Start of Entries supplied

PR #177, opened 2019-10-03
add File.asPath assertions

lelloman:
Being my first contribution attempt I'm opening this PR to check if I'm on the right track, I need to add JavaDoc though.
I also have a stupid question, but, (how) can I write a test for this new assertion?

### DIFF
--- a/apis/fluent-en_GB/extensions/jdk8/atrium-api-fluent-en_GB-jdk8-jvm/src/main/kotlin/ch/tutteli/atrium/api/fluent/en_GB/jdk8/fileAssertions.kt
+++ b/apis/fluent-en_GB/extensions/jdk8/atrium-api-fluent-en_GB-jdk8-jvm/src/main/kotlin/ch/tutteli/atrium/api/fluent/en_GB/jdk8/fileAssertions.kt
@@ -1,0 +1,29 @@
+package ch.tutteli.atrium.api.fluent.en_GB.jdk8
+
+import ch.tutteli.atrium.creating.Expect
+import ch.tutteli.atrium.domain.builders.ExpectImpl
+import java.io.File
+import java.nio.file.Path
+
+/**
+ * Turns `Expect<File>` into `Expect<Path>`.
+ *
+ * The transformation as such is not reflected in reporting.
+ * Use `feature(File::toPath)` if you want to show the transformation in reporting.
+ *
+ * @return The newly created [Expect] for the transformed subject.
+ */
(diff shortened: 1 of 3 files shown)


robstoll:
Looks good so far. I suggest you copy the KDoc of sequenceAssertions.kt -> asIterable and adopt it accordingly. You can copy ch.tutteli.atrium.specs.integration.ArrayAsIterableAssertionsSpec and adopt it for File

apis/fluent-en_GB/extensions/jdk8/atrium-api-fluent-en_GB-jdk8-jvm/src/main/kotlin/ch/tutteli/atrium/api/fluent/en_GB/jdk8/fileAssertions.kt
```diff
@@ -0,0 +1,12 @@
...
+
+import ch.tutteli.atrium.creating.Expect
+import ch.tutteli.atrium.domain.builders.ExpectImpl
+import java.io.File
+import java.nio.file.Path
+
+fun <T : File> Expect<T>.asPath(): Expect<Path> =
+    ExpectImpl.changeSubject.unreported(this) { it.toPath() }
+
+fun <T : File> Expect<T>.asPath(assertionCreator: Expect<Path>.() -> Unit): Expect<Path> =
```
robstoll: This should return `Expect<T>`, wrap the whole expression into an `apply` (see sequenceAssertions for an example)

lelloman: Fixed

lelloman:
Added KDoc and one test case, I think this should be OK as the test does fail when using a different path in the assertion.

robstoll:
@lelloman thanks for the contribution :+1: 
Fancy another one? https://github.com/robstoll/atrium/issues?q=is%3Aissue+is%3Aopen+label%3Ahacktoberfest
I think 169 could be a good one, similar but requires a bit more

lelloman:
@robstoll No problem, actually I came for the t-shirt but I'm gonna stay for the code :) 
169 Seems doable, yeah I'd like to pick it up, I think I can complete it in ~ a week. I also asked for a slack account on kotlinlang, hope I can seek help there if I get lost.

End of Entries supplied

■ **Your objective**:
Write out the complete set of records exactly as given.

■ **Task answer**:
PR #177, opened 2019-10-03
add File.asPath assertions

lelloman:
Being my first contribution attempt I'm opening this PR to check if I'm on the right track, I need to add JavaDoc though.
I also have a stupid question, but, (how) can I write a test for this new assertion?

### DIFF
--- a/apis/fluent-en_GB/extensions/jdk8/atrium-api-fluent-en_GB-jdk8-jvm/src/main/kotlin/ch/tutteli/atrium/api/fluent/en_GB/jdk8/fileAssertions.kt
+++ b/apis/fluent-en_GB/extensions/jdk8/atrium-api-fluent-en_GB-jdk8-jvm/src/main/kotlin/ch/tutteli/atrium/api/fluent/en_GB/jdk8/fileAssertions.kt
@@ -1,0 +1,29 @@
+package ch.tutteli.atrium.api.fluent.en_GB.jdk8
+
+import ch.tutteli.atrium.creating.Expect
+import ch.tutteli.atrium.domain.builders.ExpectImpl
+import java.io.File
+import java.nio.file.Path
+
+/**
+ * Turns `Expect<File>` into `Expect<Path>`.
+ *
+ * The transformation as such is not reflected in reporting.
+ * Use `feature(File::toPath)` if you want to show the transformation in reporting.
+ *
+ * @return The newly created [Expect] for the transformed subject.
+ */
(diff shortened: 1 of 3 files shown)


robstoll:
Looks good so far. I suggest you copy the KDoc of sequenceAssertions.kt -> asIterable and adopt it accordingly. You can copy ch.tutteli.atrium.specs.integration.ArrayAsIterableAssertionsSpec and adopt it for File

apis/fluent-en_GB/extensions/jdk8/atrium-api-fluent-en_GB-jdk8-jvm/src/main/kotlin/ch/tutteli/atrium/api/fluent/en_GB/jdk8/fileAssertions.kt
```diff
@@ -0,0 +1,12 @@
...
+
+import ch.tutteli.atrium.creating.Expect
+import ch.tutteli.atrium.domain.builders.ExpectImpl
+import java.io.File
+import java.nio.file.Path
+
+fun <T : File> Expect<T>.asPath(): Expect<Path> =
+    ExpectImpl.changeSubject.unreported(this) { it.toPath() }
+
+fun <T : File> Expect<T>.asPath(assertionCreator: Expect<Path>.() -> Unit): Expect<Path> =
```
robstoll: This should return `Expect<T>`, wrap the whole expression into an `apply` (see sequenceAssertions for an example)

lelloman: Fixed

lelloman:
Added KDoc and one test case, I think this should be OK as the test does fail when using a different path in the assertion.

robstoll:
@lelloman thanks for the contribution :+1: 
Fancy another one? https://github.com/robstoll/atrium/issues?q=is%3Aissue+is%3Aopen+label%3Ahacktoberfest
I think 169 could be a good one, similar but requires a bit more

lelloman:
@robstoll No problem, actually I came for the t-shirt but I'm gonna stay for the code :) 
169 Seems doable, yeah I'd like to pick it up, I think I can complete it in ~ a week. I also asked for a slack account on kotlinlang, hope I can seek help there if I get lost.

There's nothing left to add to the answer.